Bjork gives a refreshing perspective to these timely themes on “Victimhood”, lamenting that she “sacrificed myself, took one of the team” and then concluding, “I heeded a call out for victimhood …. Now.” The strange and beautiful “Atopos” opens the album, a mix of Gabber techno beats with a sextet bass clarinets. She sings, “to list only the flaws is excuses not to connect” and, later, “to insist upon absolute justice at all costs, it blocks connection.”

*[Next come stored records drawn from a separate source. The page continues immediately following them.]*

PR #3951, opened 2024-01-23
KTOR-6659 Send body in SSE request

marychatte:
**Subsystem**
Client, sse

**Motivation**
[KTOR-6659](https://youtrack.jetbrains.com/issue/KTOR-6659/SSE-request-drops-request-body)

**Solution**
Allow to send request body in SSE requests


ktor-client/ktor-client-android/jvm/src/io/ktor/client/engine/android/AndroidClientEngine.kt
```diff
@@ -62,7 +62,7 @@ public class AndroidClientEngine(override val config: AndroidEngineConfig) : Htt
             config.requestConfig(this)
 
             if (data.method in METHODS_WITHOUT_BODY) {
-                if (outgoingContent is OutgoingContent.NoContent) {
+                if (outgoingContent is OutgoingContent.NoContent || data.isSseRequestWithoutBody()) {
```
bjhham, line 65: Seems like an abstraction reversal here with the SSE checks... It might make sense to introduce a `OutgoingContent.ContentWrapper` type that just delegates to an `OutgoingContent` property, then add an `isEmpty()` function to `OutgoingContent` that returns false for everything except `NoContent` and the new wrapper type which delegates.  Then this would just be `if (outgoingContent.isEmpty())`.

ktor-client/ktor-client-android/jvm/src/io/ktor/client/engine/android/AndroidClientEngine.kt
```diff
@@ -95,7 +95,7 @@ public class AndroidClientEngine(override val config: AndroidEngineConfig) : Htt
 
             val responseBody: Any = if (needToProcessSSE(data, statusCode, responseHeaders)) {
                 DefaultClientSSESession(
-                    data.body as SSEClientContent,
+                    outgoingContent as SSEClientContent,
                     content,
                     callContext
                 )
```
bjhham, line 101: This `needsToProcessSSE` could also be abstracted to an interface like...

```kotlin
interface ResponseAdapter {
    fun adapt(status: HttpStatusCode, headers: Headers, body: Any): Any?
}
```

Then do something like `responseBody: Any = data.attributes.getOrNull(ResponseAdapter)?.adapt(statusCode, headers, body) ?: content`.

ktor-client/ktor-client-tests/common/test/io/ktor/client/tests/plugins/ServerSentEventsTest.kt
```diff
@@ -309,4 +310,24 @@ class ServerSentEventsTest : ClientLoader(timeoutSeconds = 120) {
...
+            client.sse({
+                url("$TEST_SERVER/sse/echo")
+                setBody(body)
+                contentType(contentType)
+            }) {
+                assertEquals(contentType, call.request.contentType()?.withoutParameters())
+                assertEquals(body, incoming.single().data)
+            }
+        }
+    }
```
bjhham, line 332: Would be nice to include a test to trigger the protocol upgrade error and maybe one for some streaming content.

bjhham (approved):
Optional comments if you're in the mood for refactoring.

ktor-client/ktor-client-android/jvm/src/io/ktor/client/engine/android/AndroidClientEngine.kt
marychatte: Thanks a lot for the refactoring suggestions! I think it makes sense to introduce `OutgoingContent.ContentWrapper`. I wasn't really sure about `ResponseAdapter` in the comment lower because it looks like `SseResponseAdapter` is the only usage of it, but please correct me if I am wrong

bjhham: Oh yeah, it's more about providing an extension point for future similar plugins - seems to be a common enough pattern anyway.

bjhham (approved):
👍 👍

e5l (changes requested):
please check the CI. it looks like js tests are failing with sse

ktor-client/ktor-client-mock/common/src/io/ktor/client/engine/mock/MockUtils.kt
```diff
@@ -27,8 +28,7 @@ public suspend fun OutgoingContent.toByteArray(): ByteArray = when (this) {
         }
         channel.toByteArray()
     }
-
-    else -> ByteArray(0)
+    is OutgoingContent.ProtocolUpgrade, is OutgoingContent.NoContent -> ByteArray(0)
```
e5l, line 31: please consider extracting a constant

e5l (approved):
good job, please check small comments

Bjork’s tribute in 2018 to her mother is perhaps the most striking element of Fossora. Bjork shows how to properly mourn, which is a phenomenon that late Sir Roger Scruton said left Western society in a state of helpless sadness. Bjork sings in the same elegiac style as the Victorians and possibly the Vikings about the deeper spiritual connection she will have with her mother during the process of mourning. Joy is able to erase moping and sings, “the greater freedom I give you, you will give me.”

She proclaims the providentiality of the passing of the old order: “Nature wrote this psalm. It expands this realm.” The world is becoming more bizarre, and it could be that the old strangeos will become more like the most intelligent and admirable. The avant-garde might continue to be attracted to traditionalists, even among artists. Bjork inspires us to continue digging together on Fossora.